La importancia de nuestra disposición de corazón por encima de nuestros gestos exteriores. Y Dios, “que ve en lo secreto” (Cfr. Mt 6,6), nos juzgará de conformidad. ¡Cuántas veces “matamos” a nuestros hermanos haciendo comentarios hirientes sobre ellos, sean ciertos o no, que sabemos le van a herir su reputación! Cuando lo hacemos, pecamos contra el quinto mandamiento como si le hubiésemos clavado un puñal en el costado. Hemos pecado contra el Amor, el principal de todos los mandamientos.

El segundo ejemplo, prácticamente una consecuencia del primero, nos remite a nuestra relación con Dios: “si cuando vas a poner tu ofrenda sobre el altar, te acuerdas allí mismo de que tu hermano tiene quejas contra ti, deja allí tu ofrenda ante el altar y vete primero a reconciliarte con tu hermano, y entonces vuelve a presentar tu ofrenda”.

“Vete primero a reconciliarte con tu hermano, y entonces vuelve a presentar tu ofrenda”… El amor fraterno toma primacía sobre el culto. Dios nos está diciendo: “Si quieres relacionarte conmigo, tienes que amar a tu hermano. La razón es clara, cuando tenemos desavenencias o discordias con nuestro prójimo, nuestra relación con Dios se afecta, se rompe; pierde su fundamento que es el Amor.

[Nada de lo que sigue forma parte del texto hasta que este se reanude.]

PR #2027, opened 2020-05-18
Show which nexus automatted taxes will work with and link to doc

### LINKED ISSUE #2019: Make it clear automated taxes only work in one nexus
We need to add a bit of text to the automated taxes setting like so
Screen Shot 2020-04-28 at 11 24 59
This will help with merchant confusion as to why out of state taxes are always 0.

superdav42:
closes #2019

Looks like image

There may be an issue with adding links in the tooltips as it's impossible for me to hover over the tooltip and click on the link. I the problem may be limited to me and my browser/OS combination so I'd like to know if others can click on the link.

### DIFF
--- a/classes/class-wc-connect-taxjar-integration.php
+++ b/classes/class-wc-connect-taxjar-integration.php
@@ -124,11 +124,16 @@ class WC_Connect_TaxJar_Integration {
 	public function add_tax_settings( $tax_settings ) {
 		$enabled = $this->is_enabled();
 
+		$store_settings = $this->get_store_settings();
+		$all_states = WC()->countries->get_states( $store_settings['country'] );
+		$full_state = $all_states[ $store_settings['state'] ];
+
 		$automated_taxes = array(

Esto no se limita a cuando nosotros tengamos una desavenencia con alguien. Basta que nos enteremos que esa persona “tiene quejas” contra nosotros, con razón o sin ella. Jesús nos está exigiendo que demos nosotros el primer paso, que reparemos la relación afectada. Entonces nuestra ofrenda, nuestra oración aderezada con la virtud de la caridad, será agradable a Él.

Señor, ayúdame a ser agente de reconciliación fraterna, comenzando con mis propias relaciones, para que pueda ofrecerme yo mismo como hostia viva agradable a Ti.

REFLEXIÓN PARA EL MIÉRCOLES DE LA TERCERA SEMANA DE CUARESMA 22-03-17

El pasaje evangélico que contemplamos en la liturgia de hoy (Mt 5,17-19), que Mateo coloca dentro del discurso de las Bienaventuranzas, nos presenta la visión de Jesús respecto a la Ley: “No creáis que he venido a abolir la Ley y los profetas: no he venido a abolir, sino a dar plenitud”. Para los judíos la ley y los profetas constituían la expresión de la voluntad de Dios, la esencia de las Sagradas Escrituras. Jesús era judío; más aún, era el Mesías que había sido anunciado por los profetas. Era inconcebible que viniera a echar por tierra lo que constituía el fundamento de la fe de su pueblo. “No he venido a abolir, sino a dar plenitud”.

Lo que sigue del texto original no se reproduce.